他一字一顿地说完,笑容一敛,白玉脸庞在烛光下发出微微的亮光,眼睛黑得吓人:“我可不是说笑,这是广陵齐家,我是未来的家主,自然得有规矩。”
那只大蝎子瞪着一双小眼睛,嘴里斯斯出声。
杜伯郎摸着姐姐的大黑钳子,低声道:“齐兄放心,既然我们姐弟决心到你家做客卿,自然不会犯错。”
齐顺之重新展开笑颜,就跟什么事没发生一般,衣袂一转,走在前面。
“家里狭小了些,我们跟二爷去容易做法的地方。”王家妹子、王甜鱼连忙起身带路。
众人跟着七拐八弯地一直走出了庄子,行至绝命崖附近,在一户人家门口,齐顺之停下脚步。
单看这户人家,青砖碧瓦朱门大院,只是四下里静得可怕,不像住着活人。
齐顺之上前轻轻拍门,门开了一条缝,一个寡居打扮的老太太,在门后露出化着浓妆的半张脸,面目僵硬地问道:“少年郎,打哪里来?准备夜宿何处?”
齐顺之并不言语,在朱门上轻轻一点,一个小小的波纹随点而现。
波纹由小到大地荡漾开,朱门跟着气势转变,周围的虫鸣蛙叫依次传来。
老太太冷冷地看着众人,抖抖索索地打开门。

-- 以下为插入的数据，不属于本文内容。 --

PR #763, opened 2018-03-30
Disable work generation by default for mass creation of accounts

SergiySW:
Rationale: for 100+ accounts at once even fastest GPU can't handle it


argakiig:
LGTM, good call.

PlasmaPower:
What if these are for deposit accounts, where likely only one or two are being used at once? I'd prefer an explicit work flag.

SergiySW:
It's about creation time when node can start work generation for each new

PlasmaPower:
Oh, I forgot about caching. Never mind then.

PR #764, opened 2018-03-30
Increase change_seed accounts check count

SergiySW:
Check existance of up to 64 accounts from last found + extra check for large wallets


argakiig:
Formatting, otherwise lgtm

PR #765, opened 2018-03-30
RPC wallet_deterministic_check

SergiySW:
to check if there are existing deterministic accounts > deterministic_index


SergiySW:
Doesn't make much sense with RPC wallet_info. Now service can check exact wallet accounts count & restore remaining count later with RPC accounts_create

PR #766, opened 2018-03-30
Disable work generation for change_seed

SergiySW:
if there are more than ~~1 account~~ 4 accounts to insert


PlasmaPower:
How about 4 accounts? I think that's a reasonable upper limit for an average user.

SergiySW:
Considering ~ 13 seconds work generation time for server Atoms. 13 * 4 < 60 seconds. Makes sense

PR #768, opened 2018-03-30
Check for pending blocks in change_seed action

SergiySW:


rai/node/wallet.cpp
```diff
@@ -1313,6 +1314,17 @@ rai::public_key rai::wallet::change_seed (MDB_txn * transaction_a, rai::raw_key
 			// i/64 - Check additional accounts for large wallets. I.e. 64000/64 = 1000 accounts to check
 			n = i + 64 + (i / 64);
 		}
+		else
+		{
+			// Check if there are pending blocks for account
+			rai::account end (pair.pub.number () + 1);
+			for (auto ii (node.store.pending_begin (transaction_a, rai::pending_key (pair.pub, 0))), nn (node.store.pending_begin (transaction_a, rai::pending_key (end, 0))); ii != nn; ++ii)
```
PlasmaPower: Why not just check if begin != end directly here?

SergiySW: Unfortunantely 
if (node.store.pending_begin (transaction, rai::pending_key (pair.pub, 0)) != node.store.pending_end ())
won't work here as we have account+ hash pending key

PlasmaPower: Ohh I see. That makes sense.

PR #769, opened 2018-03-30
WIP: Error handling using the proposed std::expected

cryptocode:
This is a "tracer bullet" PR for improving error handling using an implementation of the upcoming std::expected. This is a Rust-like combined result and error code approach, which
plays nicely with `std::error_code`

It's made in the hopes of getting a discussion going. The PR will be tweaked to improve the ergonomics of error handling, but should be enough to get a feel of the thing.

Example:

```
// Get an account
auto info (store.account_get (transaction, pending_key.account));
if (info)
{
    // We definitely have an account. We use the account_info fields via the arrow operator
    check_account (info->rep_block);
}
else
{
    // Conveniently, the error has a message attached to it.
    status->setText ("Could not query account information: " + info.error ().message ()));

    // And of course error codes
    if (info.error () == rai::block_store::error::missing_account)
    {
        // Do something special
    }
}
```

The PR:

1. Adds the scaffolding to use _std::expected_ + _std::error_code_
2. Implements it on a *single* function, `block_store#account_get`, to get a sense of the effort involved and what the pros and cons might be.

This implementation uses *expected-lite* to get a consistent result across compilers. Once std::expected lands in the C++ specification and is implemented in all compilers we care about, we can switch over.

Overall, the idea is as follows:

1. a) Instead of returning bool or int to indicate errors, *expected* is returned with the error enum defined by the class. b) If there's no error, just return the value.

2. Every class using _expected_ MUST provide an enum enlisting all possible errors. Multiple enums can be used when that makes sense.

3. Every class using expected SHOULD provide an std::error_code implementation.
This is kinda verbose, so a macro is provided to turn the std stuff into a one-liner. The remaining task is thus to implement std::error_category to associate error messages with each error. A "make_error_code" must be added for each class.  All of this is a one-time job per class, and thus not a big deal IMO.

4. Simple classes can use _expected_ with the enum instead of using the more elaborate std::error_code.

Benefits:
- Dereferencing an invalid return value will assert during development.
- A clear way to associate error messages with each error.
- More readable code and improved type safety (for instance, checking enum error codes in switches enforces exhaustive checks unless you specify a default)
- Some people find predicate-looking functions that return false as success confusing. With std::expected, you check if the return value is "truthy" and extract the error code otherwise.
- C++ may get monadic extensions for chaining functions that may fail. For now, the API support *value_or*, where you can chain an immediately invoked lambda.

Disadvantages:
- There's a bit of boilerplate for each class. That said, the scaffolding is a one-time job, after which adding new errors is easy.
- It's a significant effort to convert the current code base, with risk of mistakes being made.


rai/blockstore.cpp
```diff
@@ -838,23 +873,31 @@ bool rai::block_store::account_exists (MDB_txn * transaction_a, rai::account con
...
+	expected<rai::account_info, std::error_code> res;
+	rai::account_info info_a;
 	rai::mdb_val value;
 	auto status (mdb_get (transaction_a, accounts, rai::mdb_val (account_a), value));
 	assert (status == 0 || status == MDB_NOTFOUND);
-	bool result;
 	if (status == MDB_NOTFOUND)
 	{
-		result = true;
+		res = make_unexpected (make_error_code (error::missing_account));
```
cryptocode: This idiom is what people seem to use, but I think better ergonomics should be possible. For a class using just enums (instead of system::error_code), this would be `make_unexpected (error::missing_account);`

clemahieu:
Conceptually I like the idea and I've seen other projects do similar things to give more reliable handling of errors.

Implementing this in a less critical section would probably be a good start, maybe putting this in to the RPC code which could simultaneously solve some of the complexity there around error handling.

cryptocode:
Yeah,  this WIP is just for discussion. I picked a popular function like account_get to see much code was affected.

Is RPC a good candidate considering we want to move that out-of-process soon-ish (once we decide on the C API/shared mem, etc) ? I was thinking doing it on something that would stay in core would be better - the RPC will probably be completely rewritten, using a different JSON lib, etc, right?

cryptocode:
@clemahieu I'll make a variant of this PR for RPC, maybe start it off with a few functions.

cryptocode:
Closing in favor of an error handling PR for RPC

PR #2751, opened 2020-04-30
Serialize telemetry as big endian

wezrule:
While our protocol messages don't currently have consistent ordering of bytes, we try to make sure that they are in the network byte order (big endian). That's what this change is mainly about.

There are 2 other unrelated changes:
1 - Move `node_telemetry.many_nodes` to `slow_test`  as it can take > 10 seconds to complete
2 - Explicitly add the telemetry size mask to the header extensions.

Protocol update in https://github.com/nanocurrency/protocol/pull/12


zhyatt:
Related https://github.com/nanocurrency/protocol/pull/12

PR #2754, opened 2020-05-01
Optional "block" given to RPC "work_generate" to infer difficulty

SergiySW:


nano/node/json_handler.cpp
```diff
@@ -4785,7 +4748,32 @@ void nano::json_handler::work_generate ()
 		{
 			ec = nano::error_rpc::difficulty_limit;
 		}
-		if (!ec)
+		// Retrieving optional block
+		std::shared_ptr<nano::block> block;
+		boost::optional<std::string> block_text (request.get_optional<std::string> ("block"));
+		if (!ec && block_text.is_initialized ())
```
guilhermelawless, line 4754: Could do `if (!ec && request.count ("block"))` to avoid retrieving the contents here.

nano/node/json_handler.cpp
```diff
@@ -4785,7 +4748,32 @@ void nano::json_handler::work_generate ()
...
+			block = block_impl (true);
+			if (block != nullptr)
+			{
+				if (hash != block->root ())
+				{
+					ec = nano::error_rpc::block_root_mismatch;
+				}
+				if (!ec && block->difficulty () >= difficulty)
+				{
+					// If optional block difficulty if higher than requested difficulty, send response immediately
```
guilhermelawless, line 4765: Small typo, should read "**is** higher than"

nano/node/json_handler.cpp
SergiySW: Thanks

nano/node/json_handler.cpp

PR #2758, opened 2020-05-06
Store whole block in confirmation height processor queue

wezrule:
Currently only a hash is passed to the confirmation height processor. We always need the block eventually so this would save some read IO. In the unbounded conf height case it is always the first `block_get` call done and may be the only one during real-time transactions. This does have a memory cost, before it was 32 bytes for the hash (+ boost multi-index internals) and now it will be more than 8x that. This processor never really gets more than 10k blocks being processed at any one time, so think this is acceptable for the IO gains especially during high TPS.

I struggled getting boost multi_index to accept a `const_mem_fun` with a reference return argument. I noticed the only other place we do this is with `nano::transport::channel` which uses a `std::reference_wrapper` so I copied that approach and it worked.

Ran with TSAN. No benchmarking has been done.


zhyatt:
@wezrule Are there any blockers or dependencies preventing us from getting this merged (outside of resolving the conflicts)?

wezrule:
@zhyatt no blocker, but should be re-tested with a full cement after merging conflicts.

clemahieu (approved):

PR #2763, opened 2020-05-07
Vote spacing

clemahieu:
Currently there is no rate limiter on vote generation for a particular root and this can lead to increased, unnecessary vote traffic.

The nano::vote_reserver class was created to track the last time a vote was generated for a particular root.

In order to accurately and globally throttle votes, all vote generation was moved to vote_generator::vote and should not be done elsewhere.

nano::vote_generator processes two separate vote pipelines: live traffic and requests.


nano/core_test/vote_generation.cpp
```diff
@@ -0,0 +1,310 @@
...
+	                                                .balance (node.balance (nano::test_genesis_key.pub) - 20)
+	                                                .link (nano::test_genesis_key.pub)
+	                                                .sign (nano::test_genesis_key.prv, nano::test_genesis_key.pub)
+	                                                .work (*system.work.generate (send2->hash ()))
+	                                                .build (ec);
+	ASSERT_FALSE (ec);
+
+	ASSERT_NE (send3->hash (), send3_fork->hash ());
+
+	// Start an election for send3, then publish send3_fork as welll
```
SergiySW: Typo "well"

nano/node/blockprocessor.cpp
```diff
@@ -242,7 +242,6 @@ void nano::block_processor::process_batch (nano::unique_lock<std::mutex> & lock_
 				// Deleting from votes cache & wallet work watcher, stop active transaction
 				for (auto & i : rollback_list)
 				{
-					node.votes_cache.remove (i->hash ());
```
SergiySW: Need to modify comment above I guess

wezrule (dismissed):

SergiySW (approved):

nano/node/voting.hpp
```diff
@@ -122,6 +151,8 @@ class vote_generator final
 	bool started{ false };
 	std::thread thread;
 
+	friend class vote_generator_vote_spacing_Test;
+	friend class vote_generator_vote_rapid_Test;
```
wezrule: There are 2 new `vote_spacing` tests added but it doesn't match these. So it doesn't look like these friend declarations are necessary anymore (and also the nano namespace around the tests)

wezrule (changes requested):

wezrule (dismissed):

argakiig (approved):

PR #2771, opened 2020-05-12
Make entry.sh more portable by removing all bashisms

bbedward:
The docker `entry.sh` script cannot be run in an environment where bash is not present.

众人走进后,发现,那老太太却是一片纸人,她紧贴着朱门,手脚亦是如此。门后阴刻一块暗红色的花状图文,随之众人的进屋,忽隐忽现。
朱门被那纸片人随手关好,那纸人依然靠在门后,背对众人,看不见面容。
见大伙有些好奇,齐顺之笑道:“雕虫小技,为了阻止小人窥探罢了。”
玉轻舟摇头道:“齐二爷过谦了。此乃奇门遁之-----来者无需答。若不得解法,来访者会一直被困在须弥介子之中。”遂指着那纸片人,“这个老婆婆纸人身上尚有一魂一魄,她原本应是一个活人。”
齐顺之停下脚步,上下看了玉轻舟两眼,很快就承认了,笑容依旧甜蜜:“是。不过,那是她应得的报酬。”
“此人是……”
“六十年前,是广陵这一带有名的妓寨老鸨。”
这个答案,倒是出乎玉轻舟的意料,原本还以为是什么修道的仇家之类。
“我从前被人暗算了,在这老货手上待过几天。”齐顺之忽然咯咯咯咯地笑了:“这老货待我甚好,我一直记着。”
他阴测测地继续笑道:“她常说,即使我蓬头布衣,一脸花疮,只凭一身香气,依然值很多银子!所以,几十年前,我一归家,就特意关照了他们。
我为他们重新安排了工作。有些人喜欢开门迎客,有些人喜欢挨鞭子挨打,有些人喜欢耕田下地,那就一直做下去,这样不好么?
万物生存的法则不外如是,你取走一些,就要还回去一些。他们如何待我,我便如何待他们。”
齐顺之衣袖一挥,问玉轻舟:“这个故事,是不是很励志?很感人呢?”
谁也不敢说不是啊。
王甜鱼含笑道:“二爷郎艳独绝,世无其二。行事素来光明磊落,恩怨分明。我与哥哥打心底里佩服。”
素凡到底是一个没见过大世面的小花妖,瘪瘪嘴,觉得小甜鱼说话有些谄媚。
杜伯郎却点头道:“齐兄还是心软了。换做我,这还不够,我定要让他们反复地死了活,活了死,受尽苦难后,再将他们变成活僵,抽血拔筋。他们的魂魄就去最腌臜的角落里待着,永远和屎尿、粪便裹在一起。”
齐顺之顿生知音在此的激动来,连连拍手:“好,好,好,以后这事交给杜兄来安排。”
几人说笑一会,便步入正堂后的暗室。
在早就准备好的阵法图。
大黑蝎子划动着八只脚,举着两只钳子爬进圈内,闭上小眼睛。只是不断颤动的小脚趾,才显示出此时的大蝎子还是很紧张的。